The captured spaceship carries twice as many men as women and is bound to a place where the "blueskin" (Wersgorix) females are expected to be as unsightly as the males that were encountered and defeated. However:
"'How do you know they don't hold beautiful princesses in captivity that yearn for an honest English face?'
"'That's so, my lord. It could well be.'" (p. 32)
Beautiful princesses! It could well be! If this were a novel by ERB, then it would well be! Any ERBian planet bears both a race of recognizable aliens and also a human race with a beautiful princess for the hero to marry.
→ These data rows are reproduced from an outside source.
PR #239, opened 2018-09-17
[RFC] feat(Accessibility): Add focus trap zone

sophieH29:
This PR introduces ```FocusTrapZone```.

```FocusTrapZone``` is taken from ```ui-fabric``` library as ```FocusZone```, and was changed a bit to be consistent with a Stardust library.

Notes:
- ```FocusTrapZone``` is only used in a ```Portal``` component and is diabled by default.
- ```FocusTrapZone``` will wrap a ```Portal``` component, in case ```focusTrap``` is set to ```true```
- to configure ```FocusTrapZone```, additional prop ```focusTrapZoneProps``` should be passed to ```Portal``` component. Later, in can be configered through accessibility behaviors of the components which will use ```Portal```, like ```Popup```.
- if ```FocusTrapZone``` is enabled, by default it will have ```isClickableOutsideFocusTrap``` prop set to ```true```.
- on ```componentDidMount```, ```FocusTrapZone``` will hide all other elements in the body from accessibility tree, by setting attribute ```aria-hidden=true```, and will remove it on ```componentWillUnmount```

### CODE REVIEW

File: docs/src/examples/components/Portal/Types/PortalExampleFocusTrapped.tsx [hunk 1]
```diff
@@ -0,0 +1,39 @@
...
+import { Button, Header, Portal } from '@stardust-ui/react'
+
+class PortalExamplePortal extends React.Component {
+  render() {
+    return (
+      <Portal
+        trigger={
+          <Button
+            content={'Toggle portal'}
+            trapFocus={true}
```
jurokapsiar: is this example correct? should the trapFocus be set on the trigger Button?

sophieH29: you're right, it's not correct. Was testing with shorthand example. Thank you that you caught it!

src/components/Portal/Portal.tsx
```diff
@@ -23,7 +24,8 @@ export interface IPortalProps {
   onUnmount?: (props: IPortalProps) => void
   open?: boolean
   trigger?: JSX.Element
-  triggerRef?: (node: HTMLElement) => void
+  trapFocus?: boolean
+  focusTrapZoneProps?: IFocusTrapZoneProps
```
jurokapsiar: we should consider moving these two props to behavior. let's discuss

src/lib/accessibility/FocusZone/FocusTrapZone.tsx
```diff
@@ -0,0 +1,304 @@
+import * as React from 'react'
```
jurokapsiar, line 1: similarly to FocusZone, lets create a CHANGELOG.md file in this directory to summarize what changes we did to FocusTrapZone in comparison to the original fabric version. no need to do it imediatelly but after others review and provide feedback and before we merge this PR.

src/components/Portal/Portal.tsx
sophieH29: yes, we can make it in future PR, once a PopupBehavior get merged

src/lib/accessibility/FocusZone/FocusTrapZone.tsx
sophieH29: ok, will do that, once a code review will pass, before merging

docs/src/examples/components/Portal/Types/PortalExampleFocusTrapped.shorthand.tsx
```diff
@@ -0,0 +1,36 @@
...
+            <p tabIndex={0}>Portals have tons of great callback functions to hook into.</p>
+            <p tabIndex={0}>To close, simply click the close button or click away</p>
+            <Button size="small" content="Button" />
+            <Button size="small" content="Another button" />
+          </div>
+        }
+        trigger={<Button content={'Toggle portal'} />}
+        trapFocus={true}
+        focusTrapZoneProps={{
+          isClickableOutsideFocusTrap: true,
```
miroslavstastny: If this is set to `false` any click outside resets focus to the first element in the portal. Is that ok? @kolaps33

miroslavstastny: `true` is the default value. I don't see the point in setting it here explicitly.

sophieH29: yes, I know, there is no point to set it explicitly. Just wanted to show an example of how focus trap zone props are passed to the component. I would then better make an example with ```false``` value

src/lib/accessibility/FocusZone/FocusTrapZone.tsx
```diff
@@ -0,0 +1,304 @@
...
+      previouslyFocusedElement = document.activeElement as HTMLElement
+    }
+
+    return previouslyFocusedElement
+  }
+
+  private _hideContentFromAccessibilityTree = () => {
+    const elements = (document.body && document.body.children) || []
+
+    // loop through all body's children, except the last one - which is the portal
```
miroslavstastny: Don't mention portal here as this should be generic.

src/lib/accessibility/FocusZone/FocusTrapZone.tsx
```diff
@@ -0,0 +1,304 @@
...
+    for (let index = 0; index < elements.length - 1; index++) {
```
miroslavstastny: So the trap zone can be used only for the Component that is directly in body?
This seems like a black magic to me, I would prefer using some kind of id.

src/lib/accessibility/FocusZone/FocusTrapZone.tsx
```diff
@@ -0,0 +1,304 @@
...
+      if (element.nodeName !== 'SCRIPT' && element.nodeName !== 'STYLE') {
+        element.setAttribute('aria-hidden', 'true')
+        element.setAttribute(HIDDEN_FROM_ACC_TREE, 'true')
+      }
+    }
+  }
+
+  private _showContentInAccessibilityTree = () => {
+    const hiddenElements = document.querySelectorAll(`[${HIDDEN_FROM_ACC_TREE}="true"]`)
+    for (let index = 0; index < hiddenElements.length; index++) {
```
miroslavstastny, line 339: If there is an element which has `aria-hidden` set before the trap zone is created, this removes the attribute.

miroslavstastny:
Do we support nested trap zones? Was that tested?

src/lib/accessibility/FocusZone/FocusTrapZone.tsx
sophieH29: Well, currently Portal is appended only to the body, and focus trap is part of it. And seems like it's not a good practice to create HTML element outside of the body.
But to be safe, we expand FocusTrap zone props, and allow to pass a specific element, and select document.body by default. @miroslavstastny  What do you think?

src/lib/accessibility/FocusZone/FocusTrapZone.tsx
sophieH29: That's why I've added specific attribute HIDDEN_FROM_ACC_TREE, which is added only when the popup was mounted and we want to hide all content form Accessibility tree.
And then we remove 'aria-hidden' only for those element who has set ```${HIDDEN_FROM_ACC_TREE}="true"``` and if it was the last mounted popup with trap zone (if you look at the beginning, focus trap zone are added to stack when element is mointed)

sophieH29:
> Do we support nested trap zones? Was that tested?

I have tested such case when you put one popup into another and popups will be appended separately to the body. So the focus gets the last mounted focus trap zone and the rest (including parent popup, which is a sibling in reality) will be hidden from accessibility tree.

src/lib/accessibility/FocusZone/FocusTrapZone.tsx
```diff
@@ -117,9 +117,16 @@ export class FocusTrapZone extends React.Component<IFocusTrapZoneProps, {}>
...
+    const lastActiveFocusTrap = FocusTrapZone._focusStack[FocusTrapZone._focusStack.length - 1]
 
     if (!FocusTrapZone._focusStack.length) {
       this._showContentInAccessibilityTree()
+    } else if (
+      lastActiveFocusTrap._root.current &&
+      lastActiveFocusTrap._root.current.hasAttribute(HIDDEN_FROM_ACC_TREE)
+    ) {
+      lastActiveFocusTrap._root.current.removeAttribute(HIDDEN_FROM_ACC_TREE)
+      lastActiveFocusTrap._root.current.removeAttribute('aria-hidden ')
```
miroslavstastny: Not sure about the space in `'aria-hidden '`

sophieH29: ha, nice catch. Thanks!

src/components/Portal/Portal.tsx
jurokapsiar: I have created https://github.com/stardust-ui/react/issues/354 for this

src/lib/accessibility/FocusZone/FocusTrapZone.tsx
jurokapsiar: I have added information to FocusZone CHANGELOG.md

src/lib/accessibility/FocusZone/CHANGELOG.md
```diff
@@ -35,4 +35,16 @@ This is a list of changes made to this Stardust copy of FocusZone in comparison
...
-    - Focus related utilities moved to `focusUtilities.ts`.
\ No newline at end of file
+    - Focus related utilities moved to `focusUtilities.ts`.
+
+## FocusTrapZone Changelog
+
+This is a list of changes made to the Stardust copy of FocusTrapZone in comparison with the original [Fabric FocusTrapZone @ 0f567e05952c6b50c691df2fb72d100b5e525d9e](https://github.com/OfficeDev/office-ui-fabric-react/blob/0f567e05952c6b50c691df2fb72d100b5e525d9e/packages/office-ui-fabric-react/src/components/FocusTrapZone/FocusTrapZone.tsx).
+
+### feat(Accessibility): Add focus trap zone [#239](https://github.com/stardust-ui/react/pull/239)
+- using Stardust utils instad of Fabric utilities
```
kuzhelov: nit: typo 'instad'

docs/src/examples/components/Portal/Types/PortalExampleFocusTrapped.tsx
```diff
@@ -0,0 +1,51 @@
...
+              position: 'fixed',
+              left: '40%',
+              top: '45%',
+              zIndex: 1000,
+              padding: '10px',
+            }}
+          >
+            <Header>This is a portal with focus trap!</Header>
+            <p tabIndex={0}>Portals have tons of great callback functions to hook into.</p>
+            <p tabIndex={0}>To close, simply click the close button or click away</p>
```
kuzhelov: trying to click away, portal is not closing - seems that we have a bit if contradiction here :)

src/components/Portal/Portal.tsx
kuzhelov: yes, this is necessary to clean up the Portal's API, sooner the better

docs/src/examples/components/Portal/Types/PortalExampleFocusTrapped.tsx
```diff
@@ -0,0 +1,51 @@
...
+            style={{
+              background: '#ddd',
+              position: 'fixed',
+              left: '40%',
+              top: '45%',
+              zIndex: 1000,
+              padding: '10px',
+            }}
+          >
+            <Header>This is a portal with focus trap!</Header>
```
kuzhelov: nit: probably, it would be better to make it a bit more apparent with a text like: `This portal traps focus on appearance`, to make it more evident what stays behind `with a focus trap` words

src/lib/accessibility/FocusZone/FocusTrapZone.tsx
```diff
@@ -0,0 +1,322 @@
...
+
+export class FocusTrapZone extends React.Component<IFocusTrapZoneProps, {}>
+  implements IFocusTrapZone {
+  private static _focusStack: FocusTrapZone[] = []
+  private _root: { current: HTMLElement | null } = { current: null }
+  private _previouslyFocusedElementOutsideTrapZone: HTMLElement
+  private _previouslyFocusedElementInTrapZone?: HTMLElement
+  private windowElement: Window | null
+
+  private createRef = elem => (this._root.current = ReactDOM.findDOMNode(elem) as HTMLElement)
```
kuzhelov, line 32: is it intentional that you would like to return dom node from this call? According to the place where method is used, its not. In that case we should consider to use the following form instead:

```js
private createRef = elem => { this._root.current = ReactDOM.findDOMNode(elem) as HTMLElement }
```

src/lib/accessibility/FocusZone/FocusTrapZone.tsx
```diff
@@ -0,0 +1,322 @@
...
+      this.focus()
+    }
+
+    this._hideContentFromAccessibilityTree()
+    this._subscribeToEvents()
+  }
+
+  public render(): JSX.Element {
+    const { className, ariaLabelledBy } = this.props
+    const rest = getUnhandledProps({ handledProps: FocusTrapZone.handledProps }, this.props)
```
kuzhelov: please, consider to reuse approach suggested in `UIComponent` to fetch handle props, to remove them being hardcoded. Also, it would be great to encapsulate this as a lib function

src/lib/accessibility/FocusZone/FocusTrapZone.tsx
```diff
@@ -0,0 +1,322 @@
...
+      >
+        {this.props.children}
+      </ElementType>
+    )
+  }
+
+  public componentWillUnmount(): void {
+    const { ignoreExternalFocusing } = this.props
+
+    FocusTrapZone._focusStack = FocusTrapZone._focusStack.filter((value: FocusTrapZone) => {
```
kuzhelov, line 141: could you, please, suggest which memory issues that will solve? trying to imagine the situation with obsolete reference, but given that `_focusStack` is an instance field it is hard for me to come up with any. Are there any hidden event-based interconnections that could be created?

src/lib/accessibility/FocusZone/FocusTrapZone.tsx
```diff
@@ -0,0 +1,322 @@
...
+      return this !== value
+    })
+
+    const activeElement = document.activeElement as HTMLElement
+    if (
+      !ignoreExternalFocusing &&
+      this._previouslyFocusedElementOutsideTrapZone &&
+      typeof this._previouslyFocusedElementOutsideTrapZone.focus === 'function' &&
```
kuzhelov: which condition (semantically) we would like to check with this expression? The one that `_previouslyFocusedElementOutsideTrapZone` exists/is defined?

src/lib/accessibility/FocusZone/FocusTrapZone.tsx
```diff
@@ -0,0 +1,322 @@
...
+    // loop through all body's children, except the last one - which is the popup
+    for (let index = 0; index < elements.length - 1; index++) {
+      const element = elements[index]
+
+      if (
+        element.nodeName !== 'SCRIPT' &&
+        element.nodeName !== 'STYLE' &&
+        element.getAttribute('aria-hidden') !== 'true'
+      ) {
+        element.setAttribute('aria-hidden', 'true')
```
kuzhelov, line 331: don't we want to introduce constant for `aria-hidden` as well? What is the criteria that drives this decision boundary?

src/lib/accessibility/FocusZone/FocusTrapZone.tsx
```diff
@@ -0,0 +1,322 @@
...
+        element.setAttribute(HIDDEN_FROM_ACC_TREE, 'true')
+      }
+    }
+  }
+
+  private _showContentInAccessibilityTree = () => {
+    const hiddenElements = document.querySelectorAll(`[${HIDDEN_FROM_ACC_TREE}="true"]`)
+    for (let index = 0; index < hiddenElements.length; index++) {
```
kuzhelov, line 339: nit: `hiddenElements.forEach((hiddenElement, index) => ...)`

src/lib/accessibility/FocusZone/FocusTrapZone.tsx
```diff
@@ -0,0 +1,322 @@
...
+      previouslyFocusedElement = elementToFocusOnDismiss
+    } else if (!previouslyFocusedElement) {
+      previouslyFocusedElement = document.activeElement as HTMLElement
+    }
+
+    return previouslyFocusedElement
+  }
+
+  private _hideContentFromAccessibilityTree = () => {
+    const elements = (document.body && document.body.children) || []
```
kuzhelov: it would be better to name this variable as `bodyChildren` - this would make the intent of this method easier to grasp

src/lib/accessibility/FocusZone/FocusTrapZone.tsx
```diff
@@ -0,0 +1,322 @@
...
+
+    if (elements.length && !document.body.contains(this._root.current)) {
+      // In case popup render options will change
+      throw new Error(
+        'Body does not contain trap zone element as expected. If it is done intentionally, please, make sure to update FocusTrapZone.',
```
kuzhelov: sorry - could you, please, elaborate a bit further on what could be the case for it? Just describe the one where you see this could happen. Thanks!

src/lib/accessibility/FocusZone/FocusTrapZone.tsx
```diff
@@ -0,0 +1,322 @@
...
+      )
+    }
+
+    // loop through all body's children, except the last one - which is the popup
+    for (let index = 0; index < elements.length - 1; index++) {
+      const element = elements[index]
+
+      if (
+        element.nodeName !== 'SCRIPT' &&
```
kuzhelov: `<template>` in addition? could you, please, suggest the source/reference of this 'exceptions list' - or, essentially, your intuition behind what should be put into? Just to, potentially, search for the ways how it could be easier maintained

src/lib/accessibility/FocusZone/focusUtilities.ts
```diff
@@ -399,3 +400,46 @@ export function isElementFocusSubZone(element?: HTMLElement): boolean {
...
+  }
+}
+
+/**
+ * Helper to get the window object.
+ *
+ * @public
+ */
+export function getWindow(rootElement?: Element | null): Window | undefined {
+  return rootElement && rootElement.ownerDocument && rootElement.ownerDocument.defaultView
```
kuzhelov: could be simplified: `return rootElement && rootElement.ownerDocument && rootElement.ownerDocument.defaultView || window`

kuzhelov (changes requested):
lets please, discuss/address the comments mentioned

docs/src/examples/components/Portal/Types/PortalExampleFocusTrapped.tsx
jurokapsiar: well this used to work when the PR was created :)

src/lib/accessibility/FocusZone/FocusTrapZone.tsx
jurokapsiar: that will unfortunately not work: `querySelectorAll isn't an array, it's a (non-live) NodeList, and not all browsers support forEach on NodeList's`

https://css-tricks.com/snippets/javascript/loop-queryselectorall-matches/

docs/src/examples/components/Portal/Types/PortalExampleFocusTrapped.tsx
sophieH29: will take a look

src/lib/accessibility/FocusZone/FocusTrapZone.tsx
sophieH29: right, good catch

src/lib/accessibility/FocusZone/FocusTrapZone.tsx
sophieH29: Usually, we move things to constants when we want to have 1 point for change, in case it will change in the future. 'aria-hidden' will always stay the same and I don't see any reason to create a const instead of a compile-time static string

src/lib/accessibility/FocusZone/FocusTrapZone.tsx
sophieH29: yes, plus for loop is faster then forEach :)

src/lib/accessibility/FocusZone/FocusTrapZone.tsx
sophieH29: agree

src/lib/accessibility/FocusZone/FocusTrapZone.tsx
sophieH29: This one we agreed with @miroslavstastny. So in case, someone will use Portal outside of the body, we have to notify that FocusTrapZone would not work in that case.

docs/src/examples/components/Portal/Types/PortalExampleFocusTrapped.tsx
sophieH29: my bad, this example shows that popup woudn't be closed on outside click, only on button "close" click as I set ```isClickableOutsideFocusTrap: false``` (by default it is true). Will update the text

src/lib/accessibility/FocusZone/FocusTrapZone.tsx
sophieH29: Did you mean re-assigning _focusStack value or filtering itself?
There is no any hidden event-based interconnections known to me. This part is originally from ui-fabric lib.

src/lib/accessibility/FocusZone/FocusTrapZone.tsx
sophieH29: that is defined and has focus function.
I think this can be enough

```
     this._previouslyFocusedElementOutsideTrapZone &&
      this._previouslyFocusedElementOutsideTrapZone.focus
```
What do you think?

The High Crusade is not that kind of pastiche. If it were, then Anderson would either accept human Martians etc as one of the premises or ingeniously rationalize the existence of such a race. For example, in Michael Moorcock's Martian Trilogy, the hero time travels to Mars at a time before the human race had migrated from there to here - and there is also a blue (not green) race that did not come to Earth.
1 comment:
Kaor, Paul!
And there's also Stirling's IN THE COURTS OF THE CRIMSON KINGS, the second of his two Lords of Creation books. Powerful aliens in the very remote past had terraformed Mars and transplanted hominids from Earth to Mars. And we do see beautiful princesses in that book!
IN THE COURTS OF THE CRIMSON KINGS is both rigorously thought out hard science fiction and deeply and affectionately influenced by ERB's Barsoom stories.